Tarrant is a difficult man to like. He behaved abominably to his long-suffering wife, virtually abandoning her and their young son in the pursuit of high mileage (he reached over 5000 miles a year eventually). He then literally abandoned them both for a couple of years later in life, when he emigrated to South Africa to pursue his dream of winning the Comrades ultramarathon. He was also lazy in relation to anything that wasn’t running and absolutely fixated to the point of madness on the Great Matter of his professional status, which he spent decades trying to overturn. On many occasions in the book he sounds like the dinner party guest from hell, and you wonder why anyone wanted to spend time in his company.

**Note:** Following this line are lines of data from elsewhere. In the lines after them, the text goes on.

PR #1477, opened 2026-06-05
fix(voice): configurable STT language (default zh on Chinese locale) so large-v3-turbo recognizes Chinese

Jiahui-Gu:
## Summary

Voice STT on the `large-v3-turbo` model transcribed Chinese speech as English garbage. Root cause: `electron/voice/whisperCli.ts` hardcoded `-l auto`, and whisper's auto-detect misfires on short/noisy Chinese mic audio. This makes the transcription language a **user preference** (`auto | zh | en`), defaulting by UI locale (Chinese UI -> `zh`, otherwise `auto`), so Chinese users get working STT out of the box with **no English regression**.

- New `electron/voice/voiceLanguages.ts` (catalog + `isVoiceLanguage` + `defaultVoiceLanguage`) and `electron/prefs/voiceLanguage.ts` (cached app_state pref, mirrors `voiceTier.ts`; bus-invalidated, wired in `main.ts` before `registerDbIpc`).
- `language` threaded through `WhisperCliArgs`; `whisper-cli` now spawns `-l <language>` instead of `-l auto`. `transcriber.ts` reads `loadVoiceLanguage()`; `warmup.ts` stays decoupled with `language: 'auto'` (it only transcribes silence to fault pages into cache).
- Settings: new language selector in `VoicePane.tsx`, persisted via `saveState('voiceLanguage', ...)`; i18n strings added to **both** en and zh locales. Renderer mirrors the type in `src/global.d.ts` (no `electron/` import).

## Dogfood evidence (real `whisper-cli.exe` run, same clip)

Reproduced before fixing, on the actual binary + `ggml-large-v3-turbo.bin`, with one real Chinese mic clip (`zh_short2_mic.wav`, spoken "停止"):

| `-l` flag | whisper output | result |
|-----------|----------------|--------|
| `auto` (old hardcoded) | detected `en` (p=0.36) -> `- Kim jih.` | English garbage (the reported bug) |
| `zh` (new, default on Chinese locale) | `金子` | correct Chinese |

Same audio, same model, same binary — only the `-l` flag differs. This confirms the model is fully Chinese-capable and the hardcoded `-l auto` was the defect.

## Gates (all green locally)

- `npm run typecheck` — pass (no errors)
- `npm run lint` (`--max-warnings 0`) — pass
- `npm test` — new/updated voice tests pass: `VoicePane.test.tsx` 11/11, `whisperCli.test.ts` + `transcriber.test.ts` + `voiceLanguage.test.ts` 20/20
- `npm run build` + `node scripts/harness-ui.mjs` — build OK, harness 14/14 passed

## Test plan

- [ ] On a Chinese-locale install, open Settings -> Voice; language defaults to 中文
- [ ] Dictate Chinese on `large-v3-turbo`; transcription is Chinese (not English)
- [ ] Switch language to English; English dictation still works (no regression)
- [ ] `auto` still language-detects for users who switch languages mid-session

### DIFF
--- a/electron/main.ts
+++ b/electron/main.ts
@@ -85,6 +85,7 @@ import { loadNotifyEnabled, subscribeNotifyEnabledInvalidation } from './prefs/n
 import { subscribeCrashReportingInvalidation } from './prefs/crashReporting';
 import { subscribeScrollbackInvalidation } from './prefs/scrollback';
 import { subscribeVoiceTierInvalidation } from './prefs/voiceTier';
+import { subscribeVoiceLanguageInvalidation } from './prefs/voiceLanguage';
 import { BadgeController } from './badgeController';
 import { registerDbIpc } from './ipc/dbIpc';
 import { registerSystemIpc } from './ipc/systemIpc';
@@ -239,6 +240,7 @@ app.whenReady().then(() => {
   subscribeNotifyEnabledInvalidation();
   subscribeScrollbackInvalidation();
   subscribeVoiceTierInvalidation();
+  subscribeVoiceLanguageInvalidation();
   // Order is significant for systemIpc: it seeds the active i18n language
   // from the OS locale, so any subsequent producer that calls i18n.t()
   // sees the correct active language.
--- a/electron/prefs/__tests__/voiceLanguage.test.ts
+++ b/electron/prefs/__tests__/voiceLanguage.test.ts
@@ -1,0 +1,99 @@
+import { describe, it, expect, vi, beforeEach } from 'vitest';
+
+// voiceLanguage reads app_state via ../db, derives its default from the active
+// UI language via ../i18n#getMainLanguage, and subscribes to the
+// stateSavedBus. Mock all three so the test stays in-memory and deterministic.
+const loadState = vi.fn();
+let mainLanguage = 'en';
+let savedBusHandler: ((key: string) => void) | undefined;
+const onStateSaved = vi.fn((h: (key: string) => void) => {
+  savedBusHandler = h;
+  return () => {
+    savedBusHandler = undefined;
+  };
+});
+
+vi.mock('../../db', () => ({ loadState: (...a: unknown[]) => loadState(...a) }));
+vi.mock('../../i18n', () => ({ getMainLanguage: () => mainLanguage }));
+vi.mock('../../shared/stateSavedBus', () => ({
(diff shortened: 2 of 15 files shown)


Jiahui-Gu:
**REQUEST_CHANGES** (reviewer) — this PR breaks an existing e2e harness on all 3 OSes (CI red). Do not merge until fixed.

## What failed

`e2e` failed identically on macos / ubuntu / windows:

```
[HARNESS=voice-download] <<< FAIL voice-model-download (492ms):
locator.waitFor: Error: strict mode violation:
locator('[data-voice-pane] [role="radiogroup"]') resolved to 2 elements
```

## Root cause (this PR caused it)

`scripts/harness-e2e-voice-download.mjs:161` locates the tier list with:

```js
const radiogroup = win.locator('[data-voice-pane] [role="radiogroup"]');
await radiogroup.waitFor({ state: 'visible', timeout: 10_000 });
```

Before this PR there was exactly one `role="radiogroup"` inside `[data-voice-pane]` (the tier list). This PR adds a **second** `role="radiogroup"` — the new language selector in `VoicePane.tsx` — so Playwright strict mode now matches 2 elements and throws.

This is the same duplicate-role collision you correctly handled for the **unit** test (you scoped `tierRadios()` via `.closest('[data-voice-language]')`). The analogous fix was just missed for the **Playwright** harness, which targets the pane-level `[role="radiogroup"]`. `harness-e2e-voice-download` is not part of `harness-ui` (the harness you ran locally), which is why it slipped through — it only runs in the `e2e` CI job.

To be clear: this is NOT one of the two failures disclaimed in the PR body (`electron-load-smoke` / `store.test.ts`). It is a real regression introduced by this change.

## Fix (your call on the exact selector)

Scope the harness locator to the tier group so it no longer matches the language group — e.g. target the tier radiogroup by its `aria-label="Model"`, or add/reuse a tier-specific data attribute on the tier radiogroup. Then run `node scripts/harness-e2e-voice-download.mjs` (or `npm run probe:e2e`) locally to confirm green before pushing.

The rest of the change looks good — direction is right (configurable STT language, locale-defaulted, faithfully mirrors the `voiceTier.ts` pref pattern, renderer/electron boundary respected via type-mirroring, dogfood evidence solid, i18n in both en+zh, no test-skip patterns). Once the harness locator is scoped and `e2e` goes green I'll merge.

PR #3832, opened 2021-01-22
verify-android-environment script updates

grigoryk:
Running ANDROID_HOME/tools/bin/sdkmanager with Java 11 configured in the shell fails with an unhelpful stacktrace. So I've moved that after the java version check, removed a duplicate call, and added a hint (assuming sdkman is installed) that will switch to a required version.

Also added a call to install uniffi_bindgen which is now necessary for the builds to succeed.

Example output with these changes:
```
➜  application-services git:(verifyAndroid) ✗ ./libs/verify-android-environment.sh
rustc 1.49.0 (e1884a8e3 2020-12-29)
info: component 'rust-std' for target 'aarch64-linux-android' is up to date
info: component 'rust-std' for target 'armv7-linux-androideabi' is up to date
info: component 'rust-std' for target 'i686-linux-android' is up to date
info: component 'rust-std' for target 'x86_64-linux-android' is up to date
Incompatible java version: 11.0. JDK 8 must be installed.
Try switching versions and re-running. Using sdkman: sdk install java 8.0.282+8.hs-adpt || sdk use java 8.0.282+8.hs-adpt
➜  application-services git:(verifyAndroid) ✗ sdk install java 8.0.282+8.hs-adpt || sdk use java 8.0.282+8.hs-adpt

Stop! java 8.0.282+8.hs-adpt is already installed.

Using java version 8.0.282+8.hs-adpt in this shell.
➜  application-services git:(verifyAndroid) ✗ ./libs/verify-android-environment.sh
rustc 1.49.0 (e1884a8e3 2020-12-29)
info: component 'rust-std' for target 'aarch64-linux-android' is up to date
info: component 'rust-std' for target 'armv7-linux-androideabi' is up to date
info: component 'rust-std' for target 'i686-linux-android' is up to date
info: component 'rust-std' for target 'x86_64-linux-android' is up to date
Warning: File /Users/grishakruglov/.android/repositories.cfg could not be loaded.
[=======================================] 100% Computing updates...
Installing uniffi_bindgen if missing; it's necessary for binding generation during the builds.
    Updating crates.io index
     Ignored package `uniffi_bindgen v0.6.1` is already installed, use --force to override
Looks good! Try building with ./gradlew assembleDebug
➜  application-services git:(verifyAndroid) ✗
```

### DIFF
--- a/libs/verify-android-environment.sh
+++ b/libs/verify-android-environment.sh
@@ -68,4 +68,7 @@ if [[ -z "${CI}" ]]; then
   fi
 fi
 
+echo "Installing uniffi_bindgen if missing; it's necessary for binding generation during the builds."
+cargo install uniffi_bindgen --version 0.6.1
+
 echo "Looks good! Try building with ./gradlew assembleDebug"
--- a/libs/verify-android-environment.sh
+++ b/libs/verify-android-environment.sh
@@ -24,12 +24,6 @@ if [[ -z "${ANDROID_HOME}" ]]; then
   exit 1
 fi
 
-# NDK ez-install.
-"$ANDROID_HOME/tools/bin/sdkmanager" "ndk;$(./gradlew -q printNdkVersion | tail -1)"
-
-# NDK ez-install
-"$ANDROID_HOME/tools/bin/sdkmanager" "ndk;$(./gradlew -q printNdkVersion | tail -1)"
-
 rustup target add "${RUST_TARGETS[@]}"
 
 # Determine the Java command to use to start the JVM.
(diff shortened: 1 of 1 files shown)


libs/verify-android-environment.sh
```diff
@@ -70,4 +68,7 @@ if [[ -z "${CI}" ]]; then
   fi
 fi
 
+echo "Installing uniffi_bindgen if missing; it's necessary for binding generation during the builds."
+cargo install uniffi_bindgen
```
jonalmeida, line 72: This is great! I ran into this dependency missing as well a few weeks ago. I think we're pinned to 0.6.1 iirc.

```suggestion
cargo install -f uniffi_bindgen --version 0.6.1
```

grigoryk: Thanks, updated to use the pinned version number.

libs/verify-android-environment.sh
```diff
@@ -70,4 +68,7 @@ if [[ -z "${CI}" ]]; then
   fi
 fi
 
+echo "Installing uniffi_bindgen if missing; it's necessary for binding generation during the builds."
+cargo install uniffi_bindgen --version 0.6.1
```
rfk, line 72: nit: please move this into `verify-common.sh` since it applies to all platforms, not just Android.

rfk (approved):
Thanks!

libs/verify-android-environment.sh
gabrielluong: From https://github.com/mozilla/application-services/pull/3836/files#diff-78a8a19706dbd2a4425dd72bdab0502ed7a2cef16365ab7030a5a0588927bf47R103, we actually need `cargo install --version 0.7.0 uniffi_bindgen` now.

And yet despite the above, he was an easy man to admire. Born just before the Second World War, he was evacuated to a children’s home for seven years during the war, where he was brutalised by staff and spent most days in a state of misery. His mother died while he was there, and when his dad finally collected him in 1947, it was with a new wife in tow. His difficult personality therefore had understandable roots. His later passion for running is jaw-dropping in its intensity, and he would eventually set world records at the 40-mile and 100-mile distances. What is even more incredible is that he set those records on a track, which meant he had the mental control and stamina to spend up to 12 hours running in circles (400 laps!).

Tarrant’s story is a fascinating one, especially his time in apartheid-era South Africa, an experience which forced him – for once – to look critically at the world that was going on around him. However, I am sad to say that the part of the book I related to the most was the description of his bowel problems. Tarrant was a consistent sufferer of the ‘runner’s trots’ or ’gingerbread man’, which meant he was often forced to dive off into the bushes during races, sometimes forfeiting the lead in the process. I’ll freely admit it’s happened to me too, usually during a hard interval session. I once terrified the staff and patrons of the Spread Eagle pub by running straight into their bogs at 5:30 minute-mile pace in full lycra and sunglasses. I probably terrified their cleaners afterwards too.

The tragedy in Tarrant’s case is that his gastro-intestinal problems were probably caused by repeated exposure to asbestos during one of his many industrial jobs. His early death from cancer at the age of 42 was almost certainly caused by this. For my part, I can only blame the childhood diet of Monster Munch. Just say no, kids.